Requirement → Transcribe the records word for word, beginning with the first line and ending with the line that contains "--- a/Nitrox.Launcher/Models/Extensions/VisualExtensions.cs"; include nothing else.

Stored data
PR #2699, opened 2026-04-03
Added player list tooltip to Nitrox Launcher

NinjaPedroX:
This PR adds a tooltip to the online player count on ServersView and ManageServerView which lists the names of all online players in that server.

image


Measurity (approved):
Works for me, thanks!

PR #2703, opened 2026-04-06
Fix windows not being draggable

dartasen:
The actual fix is this : 
```cs
window.ExtendClientAreaToDecorationsHint = false;
window.ExtendClientAreaTitleBarHeightHint = -1;
```

This avoid launcher overlapping system bar, which prevents to drag the window. 

---

I also noticed that Modals were not being applied all the fixes we made to windows on both Linux & MacOS. So I might need a linux folk to test those things as well.

### DIFF
--- a/Nitrox.Launcher/Models/Extensions/VisualExtensions.cs
+++ b/Nitrox.Launcher/Models/Extensions/VisualExtensions.cs
@@ -1,6 +1,8 @@
+using System;
 using System.Runtime.InteropServices;
 using Avalonia;
 using Avalonia.Controls;
+using Nitrox.Launcher.Models.Design;
 using Nitrox.Model.Platforms.OS.Windows;
 
 namespace Nitrox.Launcher.Models.Extensions;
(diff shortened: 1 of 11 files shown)


Measurity (changes requested):
Every use of `CustomTitlebar` now has `IsVisible="{Binding $parent[Window].(design:NitroxAttached.UseCustomTitleBar)}"` so it can be part of the control theme

Measurity (approved):
Is the PR also tested on Windows?

Nitrox.Launcher/Models/Extensions/VisualExtensions.cs
```diff
@@ -1,33 +1,42 @@
...
-    public static void ApplyOsWindowStyling(this Visual visual)
+    public static void ApplyPlatformWindowChrome(this Window window)
     {
         if (IsDesignMode)
         {
             return;
         }
-        if (!RuntimeInformation.IsOSPlatform(OSPlatform.Windows))
+
+        if (OperatingSystem.IsLinux())
```
Jannify, line 18: Can we have the comments from [WindowEx.cs](https://github.com/SubnauticaNitrox/Nitrox/pull/2703/changes#diff-93dd9ade60eb44b625733c031dd8987a6b548597337207a2c3efc2860f2608ff) here?

NinjaPedroX:
> Is the PR also tested on Windows?

Window dragging seems to work fine on Windows 11 with this PR

Jannify (dismissed):

Nitrox.Launcher/Views/Abstract/ModalBase.cs
```diff
@@ -4,5 +4,8 @@ namespace Nitrox.Launcher.Views.Abstract;
 
 public abstract class ModalBase : Window
 {
-    protected override void OnInitialized() => this.ApplyOsWindowStyling();
+    protected override void OnInitialized()
+    {
+        this.ApplyPlatformWindowChrome();
```
Measurity: WindowChrome is a Windows only thing afaik. Maybe change name to `ApplyPlatformWindowStyle` ?

Nitrox.Launcher/Models/Extensions/VisualExtensions.cs
dartasen: Done

Measurity (approved):

PR #2704, opened 2026-04-06
Improve PrefabPlaceHolder cache handling

dartasen:
Context : 
image
---

We had many reports of users in help-channel that are showing this error "Successfully loaded 0 x".
It may be possible to have transient errors during cache building that could cause a cache created with 0 values inside.

However, I did not spot the precise area where it could fail exactly, though this fix is necessary to avoid flagging empty cache as valid.


Jannify (approved):
LGTM CW

Measurity (approved):

PR #2715, opened 2026-04-25
Changed port lifetime to max

### LINKED ISSUE #1595: Fallback UPnP port forwarding to permanent ports if router does not support expiration
Exception message:
`Error 725: OnlyPermanentLeasesSupported`

Reported by tutbrush on discord.

Measurity:
Possible fix for port forward rule (via UPnP) not applying because it immediately expires if bad router defaults.

### DIFF
--- a/Nitrox.Model/Helper/NatHelper.cs
+++ b/Nitrox.Model/Helper/NatHelper.cs
@@ -23,20 +23,27 @@ public static class NatHelper
         }
     }).ConfigureAwait(false);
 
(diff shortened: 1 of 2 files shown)


Coding-Hen (commented):
LGTM though will this mean each start will port forward with a new description will that be a problem if one doesn't clear down properly?

Measurity:
Description isn't used when deleting port forward rule as message gets encoded without this data. Behavior is unchanged.

dartasen (approved):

Exercise result →
PR #2699, opened 2026-04-03
Added player list tooltip to Nitrox Launcher

NinjaPedroX:
This PR adds a tooltip to the online player count on ServersView and ManageServerView which lists the names of all online players in that server.

image


Measurity (approved):
Works for me, thanks!

PR #2703, opened 2026-04-06
Fix windows not being draggable

dartasen:
The actual fix is this : 
```cs
window.ExtendClientAreaToDecorationsHint = false;
window.ExtendClientAreaTitleBarHeightHint = -1;
```

This avoid launcher overlapping system bar, which prevents to drag the window. 

---

I also noticed that Modals were not being applied all the fixes we made to windows on both Linux & MacOS. So I might need a linux folk to test those things as well.

### DIFF
--- a/Nitrox.Launcher/Models/Extensions/VisualExtensions.cs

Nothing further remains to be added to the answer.